Data Virtualization Service (DVS)¶
The HPE Data Virtualization Service (DVS) is an I/O forwarding service that works by projecting a parallel file system, like our Community, Global Common, or Homes File System, to compute nodes. It offers increased stability by limiting the number of clients directly accessing the file system and it can use aggressive caching to dramatically improve performance for read-intensive workloads.
At NERSC, DVS works by brokering the Community, Global Common, and Homes File Systems through 24 nodes called Gateway Nodes. The Gateway Nodes are dedicated I/O nodes made up of 2 16-core 3.0 GHz AMD Rome CPUs, 256 GB Memory, 2 Slingshot-11 NICs, 2 Mellanox CX6 VPI single port HCAs, and 2 480 GB SSDs.
The settings for each NERSC file system are tuned according to their purpose.
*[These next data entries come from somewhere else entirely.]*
PR #543, opened 2021-01-28
Create v3.6.0 release notes

oerc0122:
Hastily add release notes for merged stuff


nickbattam-tessella (approved):

documentation/release_notes/v3.6.0
```diff
@@ -0,0 +1,11 @@
+# Release Notes v3.6.0
+
+
+
+### Critical changes
+ - `hlp_(de)serialize` and `hlp_serial_size` rewritten and now called via `(de)serialise` and `serial_size` wrappers which call relevant MEX/non-MEX functions based on config.
+ 
+### Minor changes
+ - Added `skipTest` functionality to test suite for better reporting of test features
```
hsautessella, line 9: Is this change relevant to our users?

documentation/release_notes/v3.6.0
```diff
@@ -0,0 +1,11 @@
+# Release Notes v3.6.0
+
+
+
+### Critical changes
+ - `hlp_(de)serialize` and `hlp_serial_size` rewritten and now called via `(de)serialise` and `serial_size` wrappers which call relevant MEX/non-MEX functions based on config.
```
hsautessella, line 6: It would be good to address the main purpose of this change, i.e. to improve the performance of object serialization and the performance of MPI jobs. I think this is what is most relevant to users - especially because I don't see a use-case for users using this serializer directly

hsautessella (changes requested):

documentation/release_notes/v3.6.0
oerc0122: I would say that some users will notice a "N skipped tests" in their test log if they are observant and might question where it comes from.

documentation/release_notes/v3.6.0
oerc0122: Good point. Will update.

documentation/release_notes/v3.6.0
hsautessella: Most users won't be running tests though, particularly as the test framework is not part of the release package

oerc0122: Is it not? That surprises me. I guess the other question I have is whether these release notes are purely for the users or also for devs to look back on.

hsautessella: In my view, release notes are for users. They are displayed alongside releases on the download page and update users on what is new in each release. To encourage users to actually read them, I think the notes should be as brief possible and not include any information not relevant to them.

They could be useful to developers as an easy way to tell what is in what release, but Git and tags give us this.

hsautessella (approved):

Since Global Common is intended for complex software stacks that are read and not written during batch jobs, it is mounted read only with an aggressive cache time. Additionaly it is configured so that file access can use any one of the 24 Gateway Nodes. When a job starts up, each node is assigned a Gateway Node to use, which allows it to take advantage of both local cache and the cache on the Gateway Node. Together these settings enable very fast read access of files at full system scales.
The Community and Homes File Systems need to be writable during a job, so the focus is on maintaining a consistent picture across the entire file system. The cache settings are less aggressive. Additionally, each file is assigned to a Gateway Node when it is created, so all future accesses will use that same node. For users who need to read large volumes of data from CFS, we do offer a read-only mount of CFS at /dvs_ro/cfs
which uses many of the same settings as Global Common and should offer better performance, especially if your code reads the same files over and over.
Best Practices for DVS Performance at Scale¶
While there are advantages to DVS, it can demonstrate some different behaviors that can cause issues, especially at scale. Following these best practices will help improve your I/O performance.
Install Your Code in the Right Place¶
For large scale jobs at NERSC, putting your code into a container will always be the most performant option.
If a container won't work for your use case and your software stack is very small, your next best option is to use the Slurm sbcast
command to copy your executable and libraries to local disk on each node.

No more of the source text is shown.